Growth of Fetal Thymocytes in Organ Culture: Effect of Recombinant Lymphokines on Thymocyte Maturation

Abstract

Interleukin 2 (IL2) has a dose-dependent inhibitory effect on the growth and phenotypic maturation of thymocyte populations grown in fetal thymus organ culture. Addition of IL2 (100 U/ml) to 14-day fetal thymus organ cultures induces the appearance of a population of lymphokine-activated killer (LAK) cells which lyse allogeneic, syngeneic, and syngeneic tumor cell targets. The addition of the monoclonal antibody, PC-61, blocks the IL2-dependent growth and activation of LAK cells but does not influence the maturation of CD4+ CD8+ fetal thymocytes.
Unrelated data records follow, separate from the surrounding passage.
PR #684, opened 2025-04-16
Expand on "eager aggregation"

### LINKED ISSUE #682: Add heading for eager aggregation and refer to it from protocol text
There's a couple spots where we include extra prescriptions in the case of eager aggregation (e.g. checking that a collector's agg param matches the agg param eagerly used by the aggregators). These should refer to a section which explicitly defines eager aggregation.

We'll take the [existing paragraph on this](https://github.com/ietf-wg-ppm/draft-ietf-ppm-dap/blob/6d3be110d1422385944664d21ed5a186e5b4ff28/draft-ietf-ppm-dap.md?plain=1#L1680), break it out into `### Eager aggregation`, and add a sentence or two explaining that if there is an agg param mismatch, the relevant reports can never be collected.

tgeoghegan:
closes #682

### DIFF
--- a/draft-ietf-ppm-dap.md
+++ b/draft-ietf-ppm-dap.md
@@ -1685,13 +1685,9 @@ model that best fits its architecture and use case. For instance replay checks
 across vast numbers of reports and preparation of large histograms, may be
 better suited for the asynchronous model.
 
-In general, aggregation cannot begin until the Collector specifies a query and
-an aggregation parameter. However, depending on the VDAF and batch mode in use,
-it is often possible to begin aggregation as soon as reports arrive. For
-example, Prio3 has just one valid aggregation parameter (the empty string), and
-thus allows for eager aggregation. Both the time-interval and leader-selected
-batch modes defined in this document ({{batch-modes}}) allow for eager
-aggregation.
+Aggregation cannot begin until the Collector specifies a query and an
+aggregation parameter, except where eager aggregation ({{eager-aggregation}}) is
+possible.
 
 An aggregation job has three phases:
 
@@ -1713,6 +1709,29 @@ more than one batch and against adding reports to already collected batches,
 both of which can violate privacy ({{replay-protection}}). Before committing to
 an output share, the Aggregators check whether its report ID has already been
 aggregated and whether the batch bucket being updated has been collected.
+
+### Eager Aggregation {#eager-aggregation}
+
+In general, aggregation cannot begin until the Collector specifies a query and
+an aggregation parameter. However, depending on the VDAF and batch mode in use,
+it is often possible to begin aggregation as soon as reports arrive.
+
+For example, Prio3 has just one valid aggregation parameter (the empty string),
+and so allows for eager aggregation. Both the time-interval and leader-selected
+batch modes defined in this document ({{batch-modes}}) allow for eager
+aggregation, but future batch modes might preclude it.
+
+Even when the VDAF uses a non-empty aggregation parameter, there still might be
+some applications in which the Aggregators can anticipate the parameter the
+Collector will choose and begin aggregation.
+
+For example, when using Poplar1 ({{Section 8 of !VDAF}}), the Collector and
+Aggregators might agree ahead of time on the set of candidate prefixes to use.
+In such cases, it is important that Aggregators ensure that the parameter
+eventually chosen by the Collector matches what they used. Depending on the
+VDAF, aggregating reports with multiple aggregation parameters may impact
+privacy. Aggregators must therefore ensure they only ever use the aggregation
+parameter chosen by the Collector.
 
 ### Aggregate Initialization {#agg-init}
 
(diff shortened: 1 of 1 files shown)


draft-ietf-ppm-dap.md
```diff
@@ -1714,6 +1706,22 @@ both of which can violate privacy ({{replay-protection}}). Before committing to
...
+example, Prio3 has just one valid aggregation parameter (the empty string), and
+thus allows for eager aggregation. Both the time-interval and leader-selected
+batch modes defined in this document ({{batch-modes}}) allow for eager
+aggregation. Or if the VDAF in use does have a non-trivial aggregation
+parameter, there might be some way the Aggregators can anticipate the parameter
+the Collector will choose and begin aggregation. In such cases, it's important
+that Aggregators ensure that the parameter eventually chosen by the Collector
+matches what they used. Re-preparing the reports with a new aggregation
+parameter can violate privacy, so Aggregators must take care. If they guess the
+wrong parameter, the reports can never be aggregated.
```
cjpatton, line 1723:
```suggestion
matches what they used. Depending on the VDAF, aggregating reports with multiple aggregation parameters new aggregation may impact privacy. Aggregators must therefore ensure they only use the aggregation parameter chosen by the Collector.
```

draft-ietf-ppm-dap.md
```diff
@@ -1714,6 +1706,22 @@ both of which can violate privacy ({{replay-protection}}). Before committing to
...
+
```
cjpatton, line 1724: We should also mention in this section how batch modes might or might not affect eager aggregation. I imagine this matters only if the batch mode requires so much flexibility that we can't define batch buckets. Imagine for example you wanted SQL-like queries.

draft-ietf-ppm-dap.md
```diff
@@ -1714,6 +1706,22 @@ both of which can violate privacy ({{replay-protection}}). Before committing to
...
+In general, aggregation cannot begin until the Collector specifies a query and
+an aggregation parameter. However, depending on the VDAF and batch mode in use,
+it is often possible to begin aggregation as soon as reports arrive. For
+example, Prio3 has just one valid aggregation parameter (the empty string), and
+thus allows for eager aggregation. Both the time-interval and leader-selected
+batch modes defined in this document ({{batch-modes}}) allow for eager
+aggregation. Or if the VDAF in use does have a non-trivial aggregation
+parameter, there might be some way the Aggregators can anticipate the parameter
+the Collector will choose and begin aggregation. In such cases, it's important
```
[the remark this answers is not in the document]
tgeoghegan: Are attribute based metrics possible in Poplar1? I thought you needed Mastic for that. I put together a Poplar1 based example but I agree that it's contrived.

draft-ietf-ppm-dap.md
```diff
@@ -1714,6 +1710,29 @@ both of which can violate privacy ({{replay-protection}}). Before committing to
...
+In general, aggregation cannot begin until the Collector specifies a query and
+an aggregation parameter. However, depending on the VDAF and batch mode in use,
+it is often possible to begin aggregation as soon as reports arrive.
+
+For example, Prio3 has just one valid aggregation parameter (the empty string),
+and so allows for eager aggregation. Both the time-interval and leader-selected
+batch modes defined in this document ({{batch-modes}}) allow for eager
+aggregation, but future batch modes might preclude it.
+
+If the VDAF in use does have a non-trivial aggregation parameter, there might be
```
cjpatton, line 1724:
```suggestion
Even when the VDAF uses a non-empty aggregation parameter, there still might be
```

draft-ietf-ppm-dap.md
```diff
@@ -1714,6 +1710,29 @@ both of which can violate privacy ({{replay-protection}}). Before committing to
...
+some way the Aggregators can anticipate the parameter the Collector will choose
+and begin aggregation. For example, when using Poplar1 ({{Section 8 of !VDAF}}),
+the Collector and Aggregators might agree ahead of time on the set of candidate
+prefixes to use.
```
cjpatton, line 1728:
```suggestion
prefixes to use. However this depends on the application.
```

draft-ietf-ppm-dap.md
```diff
@@ -1714,6 +1710,29 @@ both of which can violate privacy ({{replay-protection}}). Before committing to
...
+### Eager Aggregation {#eager-aggregation}
+
+In general, aggregation cannot begin until the Collector specifies a query and
+an aggregation parameter. However, depending on the VDAF and batch mode in use,
+it is often possible to begin aggregation as soon as reports arrive.
+
+For example, Prio3 has just one valid aggregation parameter (the empty string),
+and so allows for eager aggregation. Both the time-interval and leader-selected
+batch modes defined in this document ({{batch-modes}}) allow for eager
+aggregation, but future batch modes might preclude it.
```
cjpatton, line 1722: This sentence ("Both the time-interval, ...") doesn't really belong here. Perhaps move to a new paragraph below as part of https://github.com/ietf-wg-ppm/draft-ietf-ppm-dap/pull/684/files#r2054422312.

draft-ietf-ppm-dap.md
cjpatton: Bump

tgeoghegan: It's at the end of the paragraph above:

> Both the time-interval and leader-selected batch modes defined in this document ({{batch-modes}}) allow for eager aggregation, but future batch modes might preclude it.

draft-ietf-ppm-dap.md
tgeoghegan: This paragraph discusses how VDAF and batch mode affect the possibiity of eager aggregation, following directly from the previous paragraph. It makes sense to me.

draft-ietf-ppm-dap.md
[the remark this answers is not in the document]
cjpatton: It is indeed possible, but you get pretty limited functionality. Basically you can only do Prio3Count.

draft-ietf-ppm-dap.md
tgeoghegan: Sure, I added the word "application" earlier in the paragraph.

draft-ietf-ppm-dap.md
```diff
@@ -1714,6 +1710,29 @@ both of which can violate privacy ({{replay-protection}}). Before committing to
...
+
+Even when the VDAF uses a non-empty aggregation parameter, there still might be
+some applications inw which the Aggregators can anticipate the parameter the
```
cjpatton, line 1725:
```suggestion
some applications in which the Aggregators can anticipate the parameter the
```

draft-ietf-ppm-dap.md
```diff
@@ -1714,6 +1710,29 @@ both of which can violate privacy ({{replay-protection}}). Before committing to
...
+Collector will choose and begin aggregation. For example, when using Poplar1
+({{Section 8 of !VDAF}}), the Collector and Aggregators might agree ahead of
+time on the set of candidate prefixes to use.
+
+In such cases, it's important that Aggregators ensure that the parameter
```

These data imply that IL2 is not a major regulator of normal fetal thymocyte maturation. The effects of a range of recombinant lymphokines (IL1 alpha, IL1 beta, IL3, IL4, GM-CSF, G-CSF, M-CSF) on the proliferation and phenotypic maturation of fetal 14-day thymocytes in organ culture has been analysed. Two significant changes were seen. First, IL1 alpha and IL1 beta inhibited growth and the expression of the CD4 and CD8 antigens in organ culture, and second, GM-CSF increased the expression of Mac-1+ cells. IL4, which has known T cell growth-promoting activity, IL3, G-CSF, and M-CSF did not alter either normal growth or surface antigen expression in fetal thymocytes. While some of these lymphokines may function as accessory molecules in fetal thymocyte development, our experiments suggest that they do not have a significant influence on thymocyte maturation when used alone.